» Assigned task:
Below are records; repeat them all exactly.

» Data shown:

PR #2653, opened 2022-01-24
chore: Weekly dependencies update

pmdartus:
## Details

Misc changes:
- Freeze `jasmine-core` to avoid deprecation warnings introduced in `jasmine-core@3.99` in preparation for the next major version bump. Since the next major version of Karma drops support for IE11, there is no point in preparing for the major.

» Task output:
PR #2653, opened 2022-01-24
chore: Weekly dependencies update

pmdartus:
## Details

Misc changes:
- Freeze `jasmine-core` to avoid deprecation warnings introduced in `jasmine-core@3.99` in preparation for the next major version bump. Since the next major version of Karma drops support for IE11, there is no point in preparing for the major.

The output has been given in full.